METHODS:PURPOSE:Low skeletal muscle mass has been associated with poor prognosis in patients with advanced lung cancer. However, little is known about the relationship between skeletal muscle mass and overall survival in patients with bone metastases from lung cancer. The objective of the present study was to evaluate the prognostic value of low trunk muscle mass in predicting overall survival in these patients. METHODS:The data from 198 patients who were diagnosed with bone metastases from lung cancer from April 2009 to May 2017 were retrospectively reviewed.

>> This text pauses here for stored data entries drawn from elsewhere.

PR #1815, opened 2016-12-30
locking: teach pre-push hook to check for locks

ttaylorr:
This pull-request teaches the `pre-push` hook to warn when you are pushing files that you own the lock on, and to error (preventing the push) when you are pushing files that you don't own the lock of.

Here's a breakdown of what happened:

1. 18faf7a...8eb3659: teach the `pre-push` hook to search for locks in range
2. b3707a6...18ec881: implement and use `findLocks` helper to make searching for locks more concise
3. aa21a3d...518aeb8: integration tests for pushing owned and unowned locks
4. f1b2f98: Preemptively use the `--no-verify` flag to avoid calling the `pre-commit` flag introduced in #1816.

Some things that I'd like to take a look at before merging: 

- Should the `pre-push` hook be configurable where to search for locks? It seems that callers should be able to decide between searching the local lock cache, or searching the remote's locks. A flag seems like the wrong approach, since you'd have to update `.git/hooks/pre-push` each time, but a config option seems reasonable.
- Should the `pre-push` hook warn about your own locks? Should this be configurable?
- Should the `commands` package own a singleton, private, instance of a `*locking.Client`?

---

/cc @git-lfs/core


commands/command_pre_push.go
```diff
@@ -83,8 +100,34 @@ func prePushCommand(cmd *cobra.Command, args []string) {
...
+				Error("* %s", file)
+			}
+			os.Exit(1)
+		}
+
 		uploadPointers(ctx, pointers)
 	}
+
+	if len(myLocks) > 0 {
+		Print("Pushing your locked files:")
```
sinbad: I think it would be good to explain more what this means in practice - i.e. that the user should consider unlocking the files if they have no further changes to publish after this push.

commands/command_pre_push.go
```diff
@@ -83,8 +100,34 @@ func prePushCommand(cmd *cobra.Command, args []string) {
...
+				if l.Name == name && l.Email == email {
+					myLocks = append(myLocks, l.Path)
+				} else {
+					lockConflicts = append(lockConflicts, p.Name)
+				}
+			}
+		}
+
+		if len(lockConflicts) > 0 {
+			Error("Some files are locked in %s...%s", left, cfg.CurrentRemote)
```
sinbad: Maybe we could be explicit like "You cannot push changes because someone else has these files locked"

commands/commands.go
```diff
@@ -346,6 +347,24 @@ func buildProgressMeter(dryRun bool) *progress.ProgressMeter {
...
 }
 
+// findLocks finds matching locks using the given "lc" *locking.Client, and all
+// other parameters for the lookup. If an error was encountered, it will be
+// returned immediately, otherise a map of lock.Path -> lock will be returned
+// instead.
+func findLocks(lc *locking.Client, filter map[string]string, limit int, localOnly bool) (map[string]locking.Lock, error) {
+	locks, err := lc.SearchLocks(filter, limit, localOnly)
+	if err != nil {
+		return nil, errors.Wrap(err, "error finding locks")
```
ttaylorr: My bad! Went ahead and cleaned this up in c0047f6.

commands/commands.go
```diff
@@ -346,6 +347,24 @@ func buildProgressMeter(dryRun bool) *progress.ProgressMeter {
 	)
 }
 
+// findLocks finds matching locks using the given "lc" *locking.Client, and all
+// other parameters for the lookup. If an error was encountered, it will be
+// returned immediately, otherise a map of lock.Path -> lock will be returned
+// instead.
+func findLocks(lc *locking.Client, filter map[string]string, limit int, localOnly bool) (map[string]locking.Lock, error) {
+	locks, err := lc.SearchLocks(filter, limit, localOnly)
```
ttaylorr: Thanks for brining this up 😄 . I went ahead and changed the implementation of the `Search()` method on the `*locking.Client` to only try and deserialize the response if it was a `200 OK`. If the response was a 404 or 410, the lack of deserialization would return an empty slice of locks, making the lock-related parts of the pre-push command effectively a no-op.

I don't think any changes are needed for the `Lock()` and `Unlock()` methods, since those are mutative operations and _should_ error out if the server doesn't implement them.

Changes are in: 6fb728a.

commands/command_pre_push.go
ttaylorr: Good call! Added that in f82c96d.

commands/command_pre_push.go
ttaylorr: Sounds good: c9aa19a.

ttaylorr:
OK, everything should be up-to-date and work with the latest changes from #1812 and #1863. I opted to put this implementation in the `*commands.uploadContext`, since it's an easy 🎯, but this should definitely receive some more attention in the future if/when we decide to get rid of `*uploadContext`.

commands/uploader.go
```diff
@@ -66,11 +75,42 @@ func (c *uploadContext) prepareUpload(unfiltered ...*lfs.WrappedPointer) (*tq.Tr
...
-		// we will call Skip() based on the results of the download check queue.
-		c.meter.Add(p.Size)
+		// canUpload determines whether the current pointer "p" can be
+		// uploaded through the TransferQueue below. It is set to false
+		// only when the file is locked by someone other than the
+		// current committer.
+		var canUpload bool = true
+
+		lockQuery := map[string]string{"path": p.Name}
+		locks, err := c.lockClient.SearchLocks(lockQuery, 1, false)
```
technoweenie: Making an API call per file seems like a lot of overhead. I think our early attempts queried all the locks up front, and checked each file locally. That does mean that we'll have to maintain a potentially huge list of locks in memory locally, so we may want to look at an improved interface for verifying groups of files in a single POST request.

ttaylorr: Really good call; I implemented this change in 25bd4a1.

ttaylorr:
Some things I'd like to follow up on, post-merge:

- Teach `pre-push` to be able to configure whether to use the local lock cache exclusively.
- Teach `pre-push` to stop pushing files if encountered locked file.

PR #4654, opened 2021-09-27
fs: specify a file as existing if it's empty

### LINKED ISSUE #4645: git-lfs 3.0.0 - zero byte files not tracked by git-lfs are resulting in Object does not exist on the server
**Describe the bug**
In two separate repositories today, after upgrading to git lfs 3.0.0 (these happened to be on circle-ci pipelines with unpinned versions of git lfs), the following error occurred:

```
[e3b0c44298fc1c149afbf4c8996fb92427ae41e4649b934ca495991b7852b855] Object does not exist on the server: [404] Object does not exist on the server
error: failed to fetch some objects from 'https://github.com/<repo name redacted>/info/lfs'
```

Oddly enough - the exact same object ID was reported in two completely different repos.

Running
```
git log --all -p -S e3b0c44298fc1c149afbf4c8996fb92427ae41e4649b934ca495991b7852b855
```
Did not return any objects.

However, running
```
git-lfs ls-files --all | grep e3b0c44
```
returned a series of files, none of which are being tracked by git-lfs, all of which are zero bytes in size.

Pinning the version of git-lfs used to 2.13.3 resolved the issue.

**To Reproduce**
1. Create a repository with an empty file in it and some other non-empty file tracked with git-lfs
2. Pull

**Expected behavior**
No error, as these files are not tracked by git lfs.

**System environment**
Ubuntu 16.04 (ubuntu-1604:202007-01) running on circle-ci
Git config:
```
filter.lfs.required=true
url.ssh://git@github.com.insteadof=https://github.com
gc.auto=0
filter.lfs.required=true
core.filemode=true
core.bare=false
core.logallrefupdates=true
remote.origin.url=git@github.com:carta/ds-reporting-service.git
branch.master.remote=origin
lfs.repositoryformatversion=0
```

**Output of `git lfs env`**
```
git-lfs/3.0.0 (GitHub; linux amd64; go 1.17)
git version 2.27.0

Endpoint=https://github.com/<redacted repo name>.git/info/lfs (auth=none)
  SSH=git@github.com:<redacted>/<redacted repo name>.git
LocalWorkingDir=/home/circleci/<redacted repo name>
LocalGitDir=/home/circleci/<redacted repo name>/.git
LocalGitStorageDir=/home/circleci/<redacted repo name>/.git
LocalMediaDir=/home/circleci/<redacted repo name>/.git/lfs/objects
LocalReferenceDirs=
TempDir=/home/circleci/<redacted repo name>/.git/lfs/tmp
ConcurrentTransfers=8
TusTransfers=false
BasicTransfersOnly=false
SkipDownloadErrors=false
FetchRecentAlways=false
FetchRecentRefsDays=7
FetchRecentCommitsDays=0
PruneOffsetDays=3
PruneVerifyRemoteAlways=false
PruneRemoteName=origin
LfsStorageDir=/home/circleci/<redacted repo name>/.git/lfs
AccessDownload=none
AccessUpload=none
GIT_ASKPASS=echo
```

bk2204:
If the object has a size of zero, then we already have its object: it's the empty file, and we shouldn't need to download it from anywhere.  If we inquire if it exists, then say it does, and say its location is the system's equivalent of `/dev/null`.

The only tricky case is if we're de-duplicating, linking, or writing to a file, in which case we should not try to use a link or replace on the file, since we neither want to link nor replace the system's `/dev/null`.

Fixes #4645

### DIFF
--- a/commands/command_dedup.go
+++ b/commands/command_dedup.go
@@ -112,6 +112,10 @@ func dedup(p *lfs.WrappedPointer) (success bool, err error) {
 
 	// Do clone
 	srcFile := cfg.Filesystem().ObjectPathname(p.Oid)
+	if srcFile == os.DevNull {
+		return true, nil
+	}
+
 	dstFile := filepath.Join(cfg.LocalWorkingDir(), p.Name)
 
 	// Clone the file. This overwrites the destination if it exists.
--- a/commands/command_fsck.go
+++ b/commands/command_fsck.go
@@ -107,7 +107,11 @@ func fsckCommand(cmd *cobra.Command, args []string) {
 
 	for _, oid := range corruptOids {
 		badFile := filepath.Join(badDir, oid)
-		if err := os.Rename(cfg.Filesystem().ObjectPathname(oid), badFile); err != nil {
+		srcFile := cfg.Filesystem().ObjectPathname(oid)
+		if srcFile == os.DevNull {
+			continue
+		}
+		if err := os.Rename(srcFile, badFile); err != nil {
 			ExitWithError(err)
 		}
 	}
--- a/commands/command_prune.go
+++ b/commands/command_prune.go
@@ -307,6 +307,9 @@ func pruneDeleteFiles(prunableObjects []string, logger *tasklog.Logger) {
 			problems.WriteString(fmt.Sprintf("Unable to find media path for %v: %v\n", oid, err))
 			continue
 		}
+		if mediaFile == os.DevNull {
+			continue
+		}
 		err = os.Remove(mediaFile)
 		if err != nil {
 			problems.WriteString(fmt.Sprintf("Failed to remove file %v: %v\n", mediaFile, err))
--- a/fs/fs.go
+++ b/fs/fs.go
@@ -3,6 +3,8 @@ package fs
 import (
 	"bufio"
 	"bytes"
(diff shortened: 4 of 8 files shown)


commands/command_dedup.go
```diff
@@ -114,6 +114,10 @@ func dedup(p *lfs.WrappedPointer) (success bool, err error) {
 	srcFile := cfg.Filesystem().ObjectPathname(p.Oid)
 	dstFile := filepath.Join(cfg.LocalWorkingDir(), p.Name)
 
+	if srcFile == os.DevNull {
+		return true, nil
+	}
+
```
chrisd8088, line 120: I suppose this could move up to just below where `srcFile` is initialized, since we don't need `dstFile` yet.  But it's a minor thing.

chrisd8088 (approved):
Thanks for fixing this!  The new tests definitely fail without these changes, which is excellent.  Would there be any value in adding additional tests for the `prune` and `dedup` use cases as well?

commands/command_dedup.go
bk2204: I've moved it.

bk2204:
I've added tests for the prune case; unfortunately, dedup doesn't run on my system, so I can't test it here.

PR #4673, opened 2021-10-07
Correct t-lock regular expression to be musl compatible

fh1ch:
This MR corrects a regular expression within `t/t-lock.sh` to make it compatible with the musl version of libc (see https://wiki.musl-libc.org/functional-differences-from-glibc.html#regular-expressions), as it's used in e.g. Alpine Linux. There is no functional change, just a format one.

I'm currently in the process of bumping *git-lfs* to version *3.0.1* in Alpine Linux (see https://gitlab.alpinelinux.org/alpine/aports/-/merge_requests/26213), but running the integration tests (specifically this one regular expression) as part of the packaging process fail. This can also be reproduced locally:

```sh
% docker run -ti alpine /bin/sh
$ grep -E '\[{"id":"[^"]+","path":"a\.dat","owner":{"name":"Git LFS Tests"},"locked_at":"[^"]+"},{"id":"[^"]+","path":"b\.dat","owner":{"name":"Git LFS Tests"},"locked_at":"[^"]+"}\]' lock.json 
grep: bad regex '\[{"id":"[^"]+","path":"a\.dat","owner":{"name":"Git LFS Tests"},"locked_at":"[^"]+"},{"id":"[^"]+","path":"b\.dat","owner":{"name":"Git LFS Tests"},"locked_at":"[^"]+"}\]': Invalid contents of {}
```

/cc @bk2204

### DIFF
--- a/t/t-lock.sh
+++ b/t/t-lock.sh
@@ -113,7 +113,7 @@ begin_test "lock multiple files (JSON)"
   git push origin main:other
 
   git lfs lock --json *.dat | tee lock.json
-  grep -E '\[{"id":"[^"]+","path":"a\.dat","owner":{"name":"Git LFS Tests"},"locked_at":"[^"]+"},{"id":"[^"]+","path":"b\.dat","owner":{"name":"Git LFS Tests"},"locked_at":"[^"]+"}\]' lock.json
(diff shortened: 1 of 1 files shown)


bk2204:
> Regarding CI, there seems to be an unrelated failure (probably just a flaky test) as well as a problem with installing Git (due to the Let's Encrypt intermediate CA expiry, see https://github.com/git-lfs/git-lfs/pull/4673/checks?check_run_id=3828861031). I guess we need to re-trigger those and hope that the second time is a charm, otherwise I'll dig into the issue a bit deeper.

Yes, I think that's a flaky test.  I've opened git-lfs/build-dockers#37 to fix the Let's Encrypt issue and will re-run CI once that merges.

PR #4713, opened 2021-10-29
Avoid errors in git lfs env

### LINKED ISSUE #4712: Error reading git config: error running /usr/libexec/git-core/git 'rev-parse' '--is-bare-repository': 'fatal: not a git repository (or any of the parent directories): .git' 'exit status 128'
**Describe the issue**
when I used "git lfs env", it will report error：
Error reading git config: error running /usr/libexec/git-core/git 'rev-parse' '--is-bare-repository': 'fatal: not a git repository (or any of the parent directories): .git' 'exit status 128'
LocalWorkingDir=
LocalGitDir=
LocalGitStorageDir=
LocalMediaDir=lfs/objects
LocalReferenceDirs=
TempDir=lfs/tmp
ConcurrentTransfers=8
TusTransfers=false
BasicTransfersOnly=false
SkipDownloadErrors=false
FetchRecentAlways=false
FetchRecentRefsDays=7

The areas of the psoas and paravertebral muscles were measured at the level of the third lumbar vertebra on computed tomography scans taken at the time nearest to the diagnosis of bone metastasis. Muscle area was evaluated for male and female cohorts separately using different cutoff points. Cox proportional hazards analysis was performed to evaluate the factors independently associated with overall survival. RESULTS:The overall survival of patients in the lowest quartile for psoas muscle area or paravertebral muscle area was significantly shorter than that of patients above the 25th percentile for muscle area (p < 0.001). Multivariate analyses showed that paravertebral muscle mass (hazard ratio, 1.73; 95% confidence interval, 1.17-2.56; p = 0.006), epidermal growth factor receptor-targeted therapy, and performance status were independent prognostic factors. CONCLUSIONS:Low paravertebral muscle mass was associated with shorter survival, independently of known prognostic factors.